The RAF may have got rid of the Tiggie in 1945 but what about other air forces worldwide? I'm sure other forces kept them flying long after 1945...but perhaps they were soon replaced by more modern types?


----------



## Graeme (Apr 4, 2018)

Looking at an old 1955 encyclopedia on "current" military aircraft in service - no mention of nations using the Tiger. 
Did find out the RNZAF operated Bristol Fighters up to 1938.


----------



## michaelmaltby (Apr 4, 2018)

An-2 was also used to attack American Forces in Laos ... with rockets ... covering fire for special forces assaulting the massif where the US base was established. The base, Lima 85, provided radar bombing through overcast to F-105 Thuds bombing Hanoi.
(CIA painting of the unprecedented double shoot-down)


----------



## vikingBerserker (Apr 4, 2018)

C-47, the 6th Special Operations Squadron flew it until 2008. That would be since 1941, giving it 67 year service.

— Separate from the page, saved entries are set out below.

PR #136, opened 2019-05-18
Resolve "get_column_values returns an error if passed a `ref`, but the model has not been previously built"

emilieschario:
This is a **draft** PR

Closes https://github.com/fishtown-analytics/dbt-utils/issues/119

This PR update the `get_column_values` macro to handle cases where the model has not previously been built. 

This introduces two new arguments to the macro: `fail` and `default`.
* I thought "fail" was a bit more explicit than just default. The default setting for fail is True, meaning that this does not change the current behavior. 
* When fail is set to false and the model doesn't exist, the default value is passed in as a result. This will allow compilation to run successfully, but it will fail when running. 
* If the model exists, there are no changes to the behavior. 

Questions:
* Should the "fail" argument be assumed based on the value of default? (none would be fail = True, anything else would be fail = False). 
* I'm not sure what the guidelines are for logging tone/syntax; let me know if these need to change. 
* What tests, if any, does this need? I don't know that we need to test the failure state, but your call!

Not sure how important commit messages are to reviews, but I worked on this in https://gitlab.com/gitlab-data/analytics/merge_requests/958/.


macros/sql/get_column_values.sql
```diff
@@ -11,19 +10,45 @@ Returns:
...
+{#-- Prevent querying of db in parsing mode. This works because this macro does not create any new refs. #}
+    {%- if not execute -%}
+        {{ return('') }}
+    {% endif %}
+{#--  #}
+
+    {%- set table_value = adapter.get_relation(database=table.database,
+                                          schema=table.schema,
+                                         identifier=table.identifier) -%}
+
```
drewbanin: Let's move the `default`-related logic out of the statement.  Can you do something like:
```
{% if target_relation is none and default is none %}
  -- raise an exception here
{% elif target_relation is none and default is not none %}
  -- return here to short circuit evaluation of the macro
{% endif %}
```

Both `exceptions.raise_compiler_error` and `return()` will halt execution of this macro. While `exceptions.raise_compiler_error` will bubble up an error into the dbt-core code, `return()` will just yield execution back to the calling jinja code. You can do `{{ return(default) }}` to avoid running a `select` statement against the database here too!

Rather than querying the database, we can use the `return()` function to short-circuit evaluation of this macro. This has two benefits:
1. It avoids running an unnecessary query
2. It preserves the type supplied by the caller

So, If you execute:
```
{% set values = dbt_utils.get_column_values(ref('other_model'), 'type', default=[]) %}
```
The `values` variable will be a list object if `ref('other_model')` does not exist. The code you have here would execute `select '[]' as value`, which would return a string like `"[]"`, which would probably be harder to operate on.

macros/sql/get_column_values.sql
```diff
@@ -11,19 +10,45 @@ Returns:
...
+    {%- call statement('get_column_values', fetch_result=true) %}
+
+        {%- if not table_value and fail -%}
+
+          {{ log("Table doesn't exist..") }}
```
drewbanin:
```suggestion
```

I don't think we need this log line, as the exception you have here will show up in the debug logs too

macros/sql/get_column_values.sql
```diff
@@ -11,19 +10,45 @@ Returns:
...
+          {{ exceptions.raise_compiler_error("Table to pull columns from doesn't exist. Try running " ~ table ~ " and its dependencies first.") }}
```
drewbanin:
```suggestion
          {{ exceptions.raise_compiler_error("In get_column_values(): relation " ~ table ~ " does not exist and no default value was provided.") }}
```

I try to avoid being prescriptive in error messages unless we can be really sure about why the failure occurred. While the error message you included here is perfect if this macro is pointing to an unbuilt model, this error can also happen if:
1. a source table does not exist
2. the user made a typo when manually creating a relation

The other annoying thing to say here is that this relation might be a `view`. I tend to use the word `relation` which encompasses both tables and views, but is probably less readily understood by the majority of dbt users. Super open to keeping `table` here for clarity - call that how you see it!

emilieschario: I really like your version (and have updated this to reflect that). I'm curious about `relation` vs `model` for word choice, since the docs seem to reference "your dbt models" as an inclusive term.

macros/sql/get_column_values.sql
emilieschario: I've implemented this feedback! Thanks so much for it. I hadn't considered preserving type, but that makes so much sense. Just as an FYI, that does introduce weirdness about how to supply the default value _into_ the macro, so I've done that in the if/else statement surrounding value list

emilieschario:
TODO
- [ ] Add test

emilieschario:
@drewbanin it looks like it's passing the postgres tests but failing on a missing redshift-related env var. Can you help me with this? 

Here's the error
```
Running with dbt=0.14.0
Encountered an error:
Compilation Error
  Env var required but not provided: 'CI_REDSHIFT_DBT_HOST'
Exited with code 2
```

emilieschario:
Also, I'm not sure if I'm supposed to update my original message with my final write up or post a new one. 😅

emilieschario:
Before default value added:
```
20:09:42 ~/repos/dbt-utils/integration_tests/models (master %) $ dbt compile ; say beep
Running with dbt=0.13.1
Found 34 models, 48 tests, 0 archives, 0 analyses, 209 macros, 0 operations, 38 seed files, 0 sources

20:14:48 | Concurrency: 8 threads (target='dev')
20:14:48 |
Encountered an error:
Runtime Error
  Compilation Error in model test_get_column_values_relation_does_not_exist (models/sql/test_get_column_values_relation_does_not_exist.sql)
    In get_column_values(): relation ANALYTICS.emilie_scratch.sample does not exist and no default value was provided.

    > in macro statement (macros/core.sql)
    > called by macro get_column_values (macros/sql/get_column_values.sql)
    > called by model test_get_column_values_relation_does_not_exist (models/sql/test_get_column_values_relation_does_not_exist.sql)
```
Compilation should fail because the model doesn't exist yet. 

After default value added:
```
20:14:58 ~/repos/dbt-utils/integration_tests/models (master %) $ dbt compile ; say beep
Running with dbt=0.13.1
Found 34 models, 48 tests, 0 archives, 0 analyses, 209 macros, 0 operations, 38 seed files, 0 sources

20:16:16 | Concurrency: 8 threads (target='dev')
20:16:16 |
20:16:28 | Done.
```
We've set a default value, so even though it doesn't fail, it still compiles.

drewbanin:
Thanks @emilieschario! Running the test with database creds presently :)

drewbanin:
This test failure isn't your fault -- we need to merge [PR for 0.14.0 compatibility](https://github.com/fishtown-analytics/dbt-utils/pull/149) to fix that test. Let me see about doing that...

drewbanin:
Ok - if you pull `master`, that should fix these tests! The latest commit on `master` makes this package compatible with dbt >= 0.14.0 - let me know if you have any issues with the upgrade

emilieschario:
@drewbanin Looks like the same env var problem is causing the failure again. I just pulled the latest master.

drewbanin:
Hey @emilieschario - just kicked off the tests!

integration_tests/models/sql/sample.sql
```diff
@@ -0,0 +1 @@
+SELECT 1 as sample_column
```
drewbanin: I think the tests are failing because `sample` is a reserved work on Snowflake. Can you call this model something different (and change any downstream references)? I can kick off the tests again once that's done

integration_tests/models/sql/test_get_column_values_relation_does_not_exist.sql
```diff
@@ -0,0 +1,29 @@
...
+    {% for column in columns -%}
+
+        sum(case when field = '{{ column }}' then 1 else 0 end) as count_{{ column }}
+        {%- if not loop.last %},{% endif -%}
+
+    {%- endfor %}
+
+from {{ ref('data_get_column_values') }}
+
+{% else %}
```
drewbanin: what's up with the cast to `string` here?

integration_tests/models/sql/test_get_column_values_relation_does_not_exist.sql
```diff
@@ -0,0 +1,29 @@
+{% set columns = dbt_utils.get_column_values(ref('test_model'), 'example_column', default='') %}
```
drewbanin:
```suggestion
{% set columns = dbt_utils.get_column_values(ref('test_model'), 'example_column', default=[]) %}
```

Not super important, but the default value should probably be a list. That lets you remove the `{% set columns = columns if columns is iterable else [] %}` line, which sort of masks the behavior that this test is trying to exercise!

macros/sql/get_column_values.sql
```diff
@@ -11,19 +10,44 @@ Returns:
...
+
+    {%- call statement('get_column_values', fetch_result=true) %}
+
+        {%- if not target_relation and default is none -%}
+
+          {{ exceptions.raise_compiler_error("In get_column_values(): relation " ~ table ~ " does not exist and no default value was provided.") }}
+
+        {%- elif not target_relation and default is not none -%}
+
+          {{ log("Table doesn't exist..") }}
```
drewbanin:
```suggestion
          {{ log("Relation " ~ table ~ " does not exist. Returning the default value: " ~ default) }}
```

macros/sql/get_column_values.sql
```diff
@@ -11,19 +10,44 @@ Returns:
...
+          {{ log("Trying to not fail..") }}
```
drewbanin:
```suggestion
```

drewbanin:
Also if you don't mind merging master before rebasing, I just merged that integration test fix here: #151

6th Special Operations Squadron > Air Force Special Operations Command > Display


----------



## swampyankee (Apr 5, 2018)

The DC-3 is


vikingBerserker said:


> C-47, the 6th Special Operations Squadron flew it until 2008. That would be since 1941, giving it 67 year service.
> 
> 
> 6th Special Operations Squadron > Air Force Special Operations Command > Display



Since the C-47 was just a DC-3 with a different paint job, its civilian service started five years earlier. I think C-47s were in non-US military service a few years after leaving US service. I think one of the South American countries’ air forces operated them to 2012.

Reactions: Informative Informative:
1 | Like List reactions


----------



## Barrett (Apr 5, 2018)

Huey (first flight 56) and Chinook (FF 61).


----------



## vikingBerserker (Apr 5, 2018)

The C-47s were not just a DC-3 with a paint job, there were a few modifications:

"A reinforced fuselage floor and the addition of a large cargo door were the only major modifications. Other changes included the fitting of cargo hooks beneath the center wing section and the removal of the tail cone to mount a hook for towing gliders."

Boeing: Historical Snapshot: C-47 Skytrain military transport

-----------------------

In regards to the B-52, I do find it amazing that a plane that first flew within 7 years of the end of WW2 is still on the front lines.


----------



## DerAdlerIstGelandet (Apr 5, 2018)

Barrett said:


> Huey (first flight 56) and Chinook (FF 61).



While I consider the Huey the greatest helicopter ever built, I have to disagree that it was hard to replace. It was replaced by the Blackhawk which is a much more capable and better aircraft. It replaced the Huey just fine.

At least in US military service. Elseware in the world it is still in service.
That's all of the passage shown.